Review: Larry Crowne (2011)
Larry Crowne (2011)
Directed by: Tom Hanks | 99 minutes | drama, comedy | Actors: Tom Hanks, Julia Roberts, George Takei, Bryan Cranston, Wilmer Valderrama, Taraji P. Henson, Pam Grier, Nia Vardalos, Rami Malek, Rob Riggle, Jon Seda
‘Splash’, ‘Big’, ‘Forrest Gump’, ‘You’ve Got Mail’, ‘Cast Away’, ‘The Terminal’. If one actor can be called the king of softies, it’s Tom Hanks. With the feel-good film ‘Larry Crowne’, produced, written and directed by Hanks, he goes one step further. Tom Hanks in the title role delivers a hundred minutes of good-natured cuddliness. Larry Crowne is so innocent, he should be allowed to cast the first stone with confidence. Though he would never get there himself.
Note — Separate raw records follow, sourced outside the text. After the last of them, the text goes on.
PR #817, opened 2023-11-27
0000-Reduce-IoT-Onboarding-Fees

mrfizzy99:
# Reduce-IoT-Onboarding-Fees

- Author(s): @mrfizzy99
- Start Date: 2023-11-25
- Category: Economic and Technical
- Original HIP PR: 
- Tracking Issue: 

# Summary
[summary]: #summary

  - This HIP aims to reduce onboarding fees from the IoT subdao by changing it from $45 (4,500,000 DC) to $10 (1,000,000 DC).
  - The First Location assert is still expected to be paid by the maker account, which is currently $5 (500,000 DC).
    - With the current set location assert of $5 (500,000 DC), this HIP will allow 2.5x the number of hotspots to be newly onboarded and asserted from maker accounts when compared to the current set fee values.
  - This HIP also aims to require makers to maintain dynamic and useful balance in their maker account for remaining first location fee. 

# Motivation
[motivation]: #motivation

For almost a year, the Helium Network has been plagued with Maker accounts running out of DC or SOL and not replenishing to an appropriate amount to fulfill their obligations under the MCC Maker Ethics Document. This has caused confusion and has been hurting the out of box experience that new users of this eco-system go through. The workaround solution that has been offered to the community has been that the Hotspot Operator would need to go through additional steps to burn HNT for DC into the Makers account, the equivalent of $50 (5,000,000 DC). Essentially repaying the onboarding fee and the location assert fee that has always been marketed and sold as 'included with' in the past from every maker in the ecosystem.

# Stakeholders
[stakeholders]: #stakeholders

Entire IoT network and hotspot operators and manufacturers, current and future.
  - We ask that thoughts about this HIP be directed to the Helium Community Discord Server.

# Detailed Explanation
[detailed-explanation]: #detailed-explanation

Onboarding fee gets set to $10 (1,000,000 DC), ZERO cost to get a hotspot onto the blockchain from the traditional $45 (4,500,000 DC) 
  - At current, this is a major blocker to any further deployment of IoT hotspots within the Helium ecosystem.  And for months now users have been told to just pay it themselves or wait for maker to refill their DC account.  The pay-it-your-way onboarding has gone on for to long and needs to be resolved.  

First assert fee remains expected and required from the hotspot maker.  
  - To keep DC useful and part of burn economics rolling in this equation, makers will still be required to pay for the first assert fee.  Currently set to $5 (500,000 DC). 

Requiring a minimum DC and SOL Balance: 
  - $100 (10,000,000 DC) and 0.2 SOL.  A bare minimum, enough for 20 first asserts at the current set location assert value, assuming no attempted or successful onboards within the past 7 days.
In the case that a maker account has dipped below the threshold amount $100 (10,000,000 DC) OR 0.2 SOL for a period of 7 days (168 hours), the maker will be warned warned within 24 hours via email communications and public Discord communications announcement by either the Foundation or a member of the MCC that they are under the threshold as determined by this HIP, and to replenish either DC and/or SOL within the next 7 days. If 14 days (336 hours) have passed since dipping below the threshold, their maker key will be temporarily suspended, and the maker will be given notice by the Foundation or MCC member that they have 14 more days to either replenish or the maker key will be permanently suspended. 28 days (672 hours) after dipping below this threshold, their key is permanently suspended. All maker accounts are subject to this minimum balance, including test and internal maker accounts. 

In the case that a maker runs out of 20 onboards in day 1, or less than 7 days.  Makers will also be required to keep a weeks average worth of DC and SOL to account for the onboarding and first assert fees on a weekly basis. They are encouraged to put forth more of course to prevent weekly discord pings and communications that they are under their set threshold. If the maker runs out of DC or SOL, in which onboarding and first asserts are unable to proceed, an weekly average will continue to be calculated by the number of unique hotspots that attempt to onboard during that rolling week. 

If a maker reaches a point at which no onboards or first asserts are possible, the maker will be warned within 24 hours via email communications and public Discord communications announcement by either the Foundation or a member of the MCC that they are under the threshold as determined by this HIP.  In both, the calculated threshold of DC and SOL required to meet their personalized minimum threshold based on the rolling 7 days will be mentioned.  In this special case, they are only given 7 days to fulfil the minimum threshold before the temporary suspension, and 14 more days till permanent suspension.

Examples of makers that have not had an onboarding problem, so we have clear data (11-18-23 to 11-25-23):
  - Sensecaps at the time of writing, has had 46 onboarded hotspots within the past 7 days.  Assuming this is a normal trend, the community can expect that maker to have enough for the next week. The maker Sensecap will be asked to have at least $330 (3,300,000 DC) and 0.66 SOL within their maker account as their minimum (46 weekly x $5 onboard) + ($100 min). 
  - Milesight at the time of writing, has had 5 onboarded hotspots within the past 7 days. Assuming this is a normal trend, the community can expect that maker to have enough for the next week. The maker Milesight will be asked to have at least $125 (1,250,000 DC) and 0.25 SOL within their maker account as their minimum.
  - We assume the $100 (10,000,000 DC) AND 0.2 SOL requirement is a bottom threshold for less active maker accounts with 0 onboards weekly as a bare minimum.

To Summarize:
  - Maker account threshold requirement:
    - If 0 attempted or successful onboards within a rolling 7 days: => $100 (10,000,000 DC) AND 0.2 SOL.
    - If >=1 attempted or successful onboards within a rolling 7 days: => Y (attempt/success onboards) x  Z (first assert fee / with sol txn cost)  + $100 (10,000,000 DC) OR 0.2 SOL.

  - Events x days after dipping below thresholds:
    - 0 Days - Warning of low DC or SOL if maker account is unable to onboard or first assert a single hotspot.
    - 7 Days - Warning of low DC or SOL to meet the required minimums.
    - 14 Days - Temporarily suspended maker key, regardless of remaining DC or SOL.
    - 28 Days - Permanently suspended maker key, regardless of remaining DC or SOL.

Ideally, popular makers will top up for the monthly expected onboards if they have not already. If makers are consistently warned that they are under thresholds within email communication and public discord space, it should be a signal to the community that the maker may no longer be interested in supporting their product within the Helium ecosystem in their current maker capacity. And it should also signal to the community that there could be a 7 to 14 day timer for last time they could be able to first assert and onboard the hotspot from that potentially exiting maker.

Once the maker is suspended, the community, along with the Foundation and MCC should communicate openly on the situation and start updating docs and material to reflect the maker walking away from the Helium ecosystem.  Because the onboarding fee burden has been set to $10 (1,000,000 DC) the hotspot can be openly used and the keys rolled for any other manufacturer for a lower fee, or perhaps a graveyard type maker account could be created for such hotspots without a supporting maker, and this could be managed or maintained by the Foundation and/or MCC in which users only have to pay for the first location assert after being rerolled to the graveyard maker account. Firmware support could be community-based or maintained by another maker (such as with Nebra balena fleet). 

# Drawbacks
[drawbacks]: #drawbacks

  - Reduces the burn effect on the ecosystem.

  - This could force some makers to completely ghost or disconnect from the Helium ecosystem, depending on their situation, and could cause a number of maker keys to be suspended 28 days after this HIP is installed.

# Rationale and Alternatives
[alternatives]: #rationale-and-alternatives

This proposed HIP is the best solution for the IoT ecosystem going forward into the future to allow it to remain easy and friendly to use. It will visually reduce the DC and SOL cost for makers to have in their maker accounts, and will be easier for them to maintain an appropriate balances for the onboarding demand within a rolling time frame.  

  - Alternative # 0:  Set the first assert to always be paid by the Hotspot deployer, while also setting $0 (0 DC) onboarding fee.
    - This will inadvertently make DC in maker accounts have no purpose; see #Unresolved Questions .

  - Alternative # 1: HIP 95: Self-Onboard Hotspots After Maker Exit.
We authors do not see this alternative as a viable long-term fix or even beneficial to the network in any way. It does not stop a maker from "Ghosting" the network, with only an acknowledgment every so often saying that they are still alive without any commitment to pick between officially exiting or refilling DC/SOL balances for the initial onboarding process.  It also still holds current makers bound to the Ethics document while allowing other makers to get a parachute out of the network with less public backlash while still pocketing the fees that were promised to be included with the hardware they sold (In the way that one could say that if HIP-95 was approved, it is a fair, just, and respectful way for a maker to exit without consequences of what fees are due to the network by the exiting makers). 

  - Alternative # 2: Completely requiring onboarding fees and first assert from the hotspot operator, an additional $50 (500,000 DC) cost to the operator after opening the box of a new hotspot.
All onboarding fees and assert fees are paid by the user, no matter the maker.  $50 (5,000,000 DC) will be required from the operator of a new hotspot from a approved maker with an active maker key. We want to assume that no one wants this option to repay what was already supposed to be paid. But we list it here as an option to compare against HIP-95, because this is only slightly worse on a sliding scale, in our opinion.

The impact of not proceeding with this HIP is a continuation of difficulties of onboarding for delinquent makers that have not decided if they are in the ecosystem for the long-haul nor have the ability in support their customers on a daily or even on a weekly bases. 

# Unresolved Questions
[unresolved]: #unresolved-questions

- Won't some select makers that already burned TONS of HNT for DC into their maker account be mad that the community is slashing the cost to onboard a hotspot by 10x, making it seem that they overpaid for DC?
  - Ultimately we would have to hear directly from those makers (Sensecap, Milesight, Browan/MerryIoT); as assuming they will be upset at this change doesn't change what we are trying to fix here.
  - Future economics HIPs can be devised to siphon off DC from maker accounts if those three deem it necessary as an 'overpayment' into the network. We personally don't think this is a problem, and is drop in the bucket for them as they are all out attending multiple conventions and conferences every month for business outside the Helium ecosystem. But regardless that can be a separate HIP. 

This unresolved question is for Alternative #0 (Amendment this this proposal) posted above:
  - What happens to maker account DC if we eliminate makers from paying any fees? 
    - Could be discussed and we have quite a few ideas, but out of the premise of this HIP to solve.  This would add additional complexities that would bog down the fix to the ever ongoing onboarding problem for all Hotspot Depoyers.  

# Deployment Impact
[deployment-impact]: #deployment-impact

If this HIP passes:
  - The onboarding fees should be set to $10 (1,000,000 DC) within 7 days. 
  - All makers will be informed on the change to $0 onboarding fee and the minimums required for a DC/SOL balance in their maker account, and instructed to make sure they keep tabs on their DC balance at regular interval as there is no official verbal warning from the Foundation or MCC member between 0-7 days of being in non-compliance. Recommended DC and SOL threshold levels will be told to each maker to account for 14 days of recent attempted/successful unique onboarding hotspots to get everyone significantly filled.

# Success Metrics
[success-metrics]: #success-metrics

If successful, new and current hotspot operators that are still deploying new hotspots will no longer have these pain points when out in the field setting up a hotspot for the first time.  And as such we will see a significant reduction of reports of the message "manufacturer undefined does not have enough SOL or Data credits messages" within Discord and other social media. Which has significantly has been hindered the IoT network from growing any further.


mrfizzy99:
Creating new.

PR #821, opened 2023-12-08
HIP 105: Modification of MOBILE subDAO Hex Limits

heatedlime:
This Helium Improvement Proposal (HIP) suggests modifying how Modeled Coverage Points (MCP) are calculated for Wi-Fi Access Points (APs) and CBRS Radios that provide overlapping coverage.


Ibra979:
Hi all .. can i have an indoor wifi hotspot and outdoor one in the same place ? .

PR #827, opened 2023-12-12
resolve stray includes

mawdegroot:
Resolving some of the stray include directories that the various HIPs have added to the repository.


abhay (approved):
Nice cleanup.

abhay:
One thing I'd like to do is to add a line to the updated HIPs here that state the "approved version" since we're making formatting updates. Just for posterity. 

Something like this https://github.com/helium/HIP/blob/main/0084-service-provider-hex-boosting.md?plain=1#L9

I think this can merge now though.

cc: @waveform06

PR #830, opened 2023-12-12
New HIP proposal - Finetune HIP17 parameters to tackle density

riobah:
Finetune HIP17 parameters to tackle density


waveform06:
There is a rendered view of this HIP with the attached images here
https://heliumgeek.com/0000-finetune-hip17-parameters-to-tackle-density.pdf

gradoj:
The proposed solution makes the scaling increase in many of the dense examples. This is the opposite of the hips stated objective to "focusing on addressing the increased hotspot density in urban areas." Would reducing hip15 redundancy variable not give desired results of less rewards overall to dense areas?

riobah:
As shown in the appendix images and on the live map, urban areas are generally scaled more significantly in this proposal. Regarding certain urban hexes like some in NYC receiving a higher scale, this is due to the relaxed scaling at the resolution-4 level, which previously caused sharp boundary edges. For example, hex `8a2a10728287fff` was primarily scaled at the res-4 level.

In HIP15, the redundancy variable, `N`, predominantly scales witness rewards (when `w > N`). Since most beacons are fully witnessed, reducing `N` is unlikely to decrease total reward units, as shown in the chart.
HIP15 reward distribution

gradoj:
Yes, removing r4 makes some dense areas worse. It is opposite of the stated goal of the hip so doesn't seem acceptable. 

I must be thinking about it wrong cause reducing redundancy from 4 to 1 would reduce the earnings across the board in dense areas - which aligns with the stated goal of the hip more than the proposed hip17 tweak

PR #846, opened 2023-12-21
Fix misprint in HIP-102 "disllowment" -> "disallowment"

slivingston:
This is trivial but worth fixing to support text search for the keyword "disallow".


abhay:
@jthiller clarification for you to check on.

jthiller (approved):
Thank you @slivingston

PR #857, opened 2023-12-31
HIP 107: Deterring Gaming Through Verification Fees

heatedlime:
This Helium Improvement Proposal (HIP) proposes requiring a fee, in HNT, be paid by deployers to the MOBILE subDAO Treasury to submit new Certified Professional Installer (CPI) information to Spectrum Access System (SAS) for outdoor CBRS Radios.


abhay:
I get the point of this in the short term (changing the denominator of the swap rate calculation such that the treasury floor bid is adjusted upwards) but I'm not sure if I agree with the long term dynamics and the short term volatility of the treasury curve (intraday va daily). I'd rather see a change in the utility score for the epoch through an HNT to DC burn or (as considered in the HIP) a reduction in MOBILE circulating supply. Or it'd be interesting to at least have an economic analysis of all three in the HIP.

heatedlime:
@abhay Updated to include Economic Impact Analysis section. By funding the treasury directly with HNT, it increases the MOBILE swap rate 0.00234992%, where as by re-adjusting the DAO utility score to count all HNT burn towards emissions, this only increases it by 0.00157036%.

I don't quite understand how this causes short term volatility of the treasury curve, so that might be a conversation to have offline. But based on my analysis, it makes the most sense to directly fund the MOBILE subDAO treasury with HNT fees.

PR #858, opened 2024-01-01
Create 0000-Preventing Rug Pull, Conflicts of Interest, and Centraliz…

raynef1re:
HIP101 written by a Nova employee proposes changes to the network that would start a cycle of transition away from CBRS by redistributing rewards away from the community members who invested in building out the CBRS network.  As stated in the HIP, the effect would be a long term reduction in rewards to CBRS.  What it doesn’t state is that the primary effect of that HIP would be a long term increase in profits for Nova Labs by pivoting to a technology that would earn Nova Labs more at the expense of the CBRS community.  This also disincentivizes the community from finding a fix for the CBRS issue they claimed was the reason for the HIP.  The conflict arises when Nova Labs employees can propose changes that undermine the investments of the community to the profit of their own company.

Proposals for network changes made by Nova Labs (previously known as Helium Inc) employees can give an impression of indirect centralization, potentially jeopardizing the network's decentralized status. This perceived proxy control over network decisions could attract the scrutiny of regulatory bodies such as the SEC, raising concerns about the network's compliance with decentralization standards. Therefore, to mitigate this risk and maintain the integrity of the network's decentralized nature, it is proposed that Nova Labs employees be excluded from the voting process on these matters.

By restricting Nova Labs employees from proposing changes to the network, this proposal supports the use case of maintaining a truly decentralized network. This is crucial for the network's integrity, as it prevents any single entity from exerting undue influence or control over the network's evolution.

Many community members have invested significant resources in building out the CBRS network. This proposal supports the use case of safeguarding these investments by preventing proposals that could undermine the value of these community-driven efforts, ensuring that their contributions remain valuable and relevant.

The proposal advocates for transparent and equitable governance within the Helium network. By making Nova Labs employees' wallets public and barring them from voting on HIPs, it supports the use case of fair and transparent decision-making processes, where conflicts of interest are minimized.

This proposal also supports the use case of encouraging and empowering the community to actively participate in problem-solving. By preventing Nova Labs employees from steering the network's direction, it opens up opportunities for community members to propose and implement solutions, fostering a more collaborative and innovative environment.

The proposal supports the crucial use case of maintaining regulatory compliance, particularly concerning decentralization standards that may be scrutinized by entities like the SEC. By minimizing direct involvement from Nova Labs, the proposal aims to uphold the decentralized nature of the network, thereby reducing the risk of regulatory challenges.

### DIFF
--- a/0000-Preventing Rug Pull, Conflicts of Interest, and Centralization
+++ b/0000-Preventing Rug Pull, Conflicts of Interest, and Centralization
@@ -1,0 +1,127 @@
+# HIP
+
+0000-Preventing Rug Pull, Conflicts of Interest, and Centralization
+
+- Author(s): @rf1re
+- Start Date: 1/1/2024
+- Category: meta
+- Original HIP PR: <!-- leave this empty; maintainer will fill in ID of this pull request -->
+- Tracking Issue: <!-- leave this empty; maintainer will create a discussion issue -->
+
+## Summary
+
+This proposal is to ban, prevent, or otherwise discard HIP proposals written by Nova Labs employees, as they have conflicting interest by putting the profits of a private company above the community members who build out the network.  This also proposes that employees of Nova Labs have their wallets made public, and barred from participating in voting on HIPs.
+
+## Motivation
+
+HIP101 written by a Nova employee proposes changes to the network that would start a cycle of transition away from CBRS by redistributing rewards away from the community members who invested in building out the CBRS network.  As stated in the HIP, the effect would be a long term reduction in rewards to CBRS.  What it doesn’t state is that the primary effect of that HIP would be a long term increase in profits for Nova Labs by pivoting to a technology that would earn Nova Labs more at the expense of the CBRS community.  This also disincentivizes the community from finding a fix for the CBRS issue they claimed was the reason for the HIP.  The conflict arises when Nova Labs employees can propose changes that undermine the investments of the community to the profit of their own company.
+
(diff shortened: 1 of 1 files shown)


heatedlime:
Looks like you have a duplicate PR, so posting this comment on both so it doesn't get lost:

This HIP doesn't really make sense. Just because a Nova labs employee puts a HIP forward, doesn't mean it will pass. The community votes on whether that happens.

Your HIP boils down to two things, which is actually not a problem -

1.) Nova labs employees should not write HIPs.
Pointless to have. I'll gladly put my name on any HIP a Nova employee recommends, or write one on behalf of their ideas. So this HIP would not solve that.

2.) Nova and it's employees should not be able to vote
Nova has stated that they as a company do not and has not voted with their wallet. Nova employees may have voted in the pass, but i doubt their vote was substantial enough to sway a vote. Employees of Nova are community members too, and want the network to succeed. Baring Nova employees votes won't change much IMO.

Further, you don't understand that no service provider wants to use CBRS, so why should we continue to reward CBRS at the same level as Wi-Fi? We have a service provider who is paying to offload data via wifi, but not CBRS (maybe $10 a day in CBRS offload vs $1700 a day in Wi-Fi offload). If you're so worried about the future of CBRS, why don't you go find a service provider who wants to join the network and use CBRS over Wi-Fi? Good luck, because the chances of winning the lottery are probably better.

abhay:
Which one of these two PRs do you want to be considered a draft @raynef1re?

waveform06:
This PR to be closed and the discussion continued in
https://github.com/helium/HIP/pull/859

PR #861, opened 2024-01-03
Create 0000-Suspend TMobile Partnership

raynef1re:


amirhaleem:
T-Mobile is not partnered with Helium, and the community does not get to vote on who we (Nova Labs) partner with as a private business for our own products.

abhay:
Although I would have done the same here, @amirhaleem please let the HIP Editors or the Foundation close inappropriate HIPs in the future.

PR #873, opened 2024-01-10
HIP 98: Updates

heatedlime:
Removed duplicative section and also added more details relating to averaging speed tests done in the same epoch to get final used.


waveform06 (approved):
Amendment confirmed

PR #890, opened 2024-01-28
Hip increase poc wifi

marcialc:
I believe HIP 101 had the right idea on increasing the WIFI radios rewards, it just needed to be more balanced in terms of rewards compared to the CBRS radios. I hope this new hip is what everyone wanted.


waveform06:
This is a copy of HIP 101, with the same original author and HIP content it appears.
And is thus invalid. A new HIP is requested. Please follow the HIP process correctly.
https://github.com/helium/HIP/blob/main/0007-managing-hip-process.md

hiptron:
Closing as stale

PR #906, opened 2024-02-10
HIP 107: Updates

heatedlime:
Addressed Waveforms two comments:

-Added additional stakeholder of MOBILE app developers
- Clarified what happens if CPI isn't reviewed within 2 business days.


zer0tweets:
I would recommend to remove the "priority fee" concept. Feels like it adds unnecessary complexity that will require CPIs to differentiate how they treat priority queue and regular queue. 

It also feels like this HIP blends a few things together - fees for CPI/hotspot and rules/process for black listing hotspots.

PR #431, opened 2026-01-14
OSBuildOptions: Support --in-vm option

alexlarsson:


supakeen:
> Thanks for making the change.
> 
> However, this made me aware of the fact that we have a duplicate implementation of executing `osbuild` in this repository. Merging this PR would just add to the technical dept.
> 
> Would you be willing to look at actually replacing this with the implementation in https://github.com/osbuild/images/blob/main/pkg/osbuild/osbuild-exec.go, which should have all the knobs that you need and hopefully also that ibcli needs?
> 
> If you don't have the capacity to do this, because this is arguably much more work, I'd be OK with merging this PR and addressing this duplication later.

I feel this is an 'us' problem so if @alexlarsson feels the same I'm good with merging this and then we fix the duplication :)

PR #442, opened 2026-01-27
Containerfile*: remove the GOPROXY override

ondrejbudai:
Fedora 43 reverted the patch to use GOPROXY=direct, and it now follows the standard https://proxy.golang.org,direct, so we can remove it from our Containerfiles.

See https://fedoraproject.org/wiki/Changes/golang1.25


bcl (approved):
Looks good. The version of go in `registry.fedoraproject.org/fedora:43` is v1.25.6

croissanne (approved):

PR #444, opened 2026-01-28
verbose logging fixes

ondrejbudai:
2 commits meant for fixing, and improving the `--verbose` mode. Turns out it didn't work at all before.

**main: fix --verbose logging**

rootCmd.PersistentFlags().GetBool("verbose") always returned false prior
this commit because flags are not parse yet. This happens only when
rootCmd.Execute() is called.

Fix this by using one of the cobra hooks that runs after flags are
parsed. Note that the hook is needed because we want to enable verbose
logging for all subcommands. Otherwise, we would have to enable it in
every single subcommand.

I also added a small log message that actually informs users that
verbose logging is enabled.

---

**main: enable logrus in --verbose mode**

osbuild/images still use logrus for some its logging, so let's enable it
as well until we can fully migrate over.

### DIFF
--- a/cmd/image-builder/main.go
+++ b/cmd/image-builder/main.go
@@ -13,6 +13,7 @@ import (
 	"strings"
 	"syscall"
 
+	"github.com/sirupsen/logrus"
 	"github.com/spf13/cobra"
 	"github.com/spf13/pflag"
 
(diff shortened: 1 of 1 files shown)


lzap (changes requested):
The `logrus` dependency was pulled into `images` accidentally. I already cleaned it from `logrus` and created `pkg/olog` proxy that is supposed to do the job. I suggest that we do not merge this and I fix `images` instead.

lzap:
For the record: Logrus is gone, banned and we also enabled `olog` packages both in cli and images.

Larry, a middle-aged man, is a department store chief. When he walks across the parking lot, he snatches the stuffing from the asphalt and casts an all-seeing look around him: is everything okay? Everthing allright. Not for Larry, by the way, that morning, because he’s getting fired. Lack of development opportunities. “You are forever retarded because you don’t have a degree,” a colleague puts it. For a moment Larry’s good-natured look disappears, but he immediately starts looking for other work. Must too, with his mortgage. He approaches potential employers in a hurry. But it’s a crisis and nobody needs an unqualified ex-navy cook, if he shakes their hands so jovially. Things have to change, Larry realizes. He exchanges his car for a scooter and registers for a study at a ‘community college’. “You do have to work for it!” the dean warns him. That is not so bad with the course ‘Speech 217 – the art of informal remarks’. Larry’s class is an enthusiastic mix of intellectually challenged youth. Toasted bread is a serious topic and the cry “Be aggressive!” goes on for a presentation. As long as you do push-ups with it. Despite the age difference, Larry immediately makes friends. He even gets to join a happy moped gang calling themselves the “Justice and Beauty Street Patrol” and renaming Larry Crowne “Lance Corona”. To do that, he must first struggle through a cringe-inducing finger-cutting scene. In front of the class is the grumpiness and cynicism of teacher Mercedes “Mercy” Tainot (Julia Roberts). She regularly emphasizes the importance of dedication to her students. A hollow phrase in her case, she doesn’t even feign enthusiasm anymore. Fortunately, she still tries her best to look good. That doesn’t stop her unshaven husband Dean (Bryan Cranston) from lusting after busty ladies in smart swimwear online. No one is surprised at Scheveningen, but Tainot knows how it works: “You’re watching porn!”.
What ‘Larry Crowne’ lacks besides a challenging plot, is strangely enough especially Larry Crowne himself. His personality has less definition than a bowl of Hüttenkäse. How Larry survived twenty years in the navy is a miracle. Or practically impossible. With nothing but blissful amazement, Crowne allows his newfound friends to transform from a man who tucks in his polo shirts and wears his glasses on a string, to a quirky jacket-tie-shirt wearer. Larry likes everything? In other words: Larry lets himself be squeaked. Doesn’t scooter girl Talia (Gugu Mbatha-Raw) like his glasses? She crushes it to smithereens before his eyes and maternally conjures up a hipper frame. Larry’s response: nada. As if he’s not a grown man, but a helpless kid from the Ikea ball pit. Possibly that prompts Talia to react so blissfully to nothing more than his presence as a sweet, sexless teddy bear. That is different for Mercedes Tainot, who gives both the film and the human ‘Larry Crowne’ some pleasant unrest with her grumpiness and unreasonableness. And it helps that she looks like Julia Roberts.
Goodness is almost elevated to an art form in ‘Larry Crowne’. The only movie kiss is one from the Clark Gable era, with twisted lips and civilized faces turning away from the camera. Still, ‘Larry Crowne’ could still be a happy, escapist film. One that convinces you that you can also face the crisis out there with a smile. (All you need is love.) But the screen simply lacks humor, romance and exciting events. Maybe a scooter club likes to chug around aimlessly to Tom Petty’s sing-along rock, a viewer might think otherwise.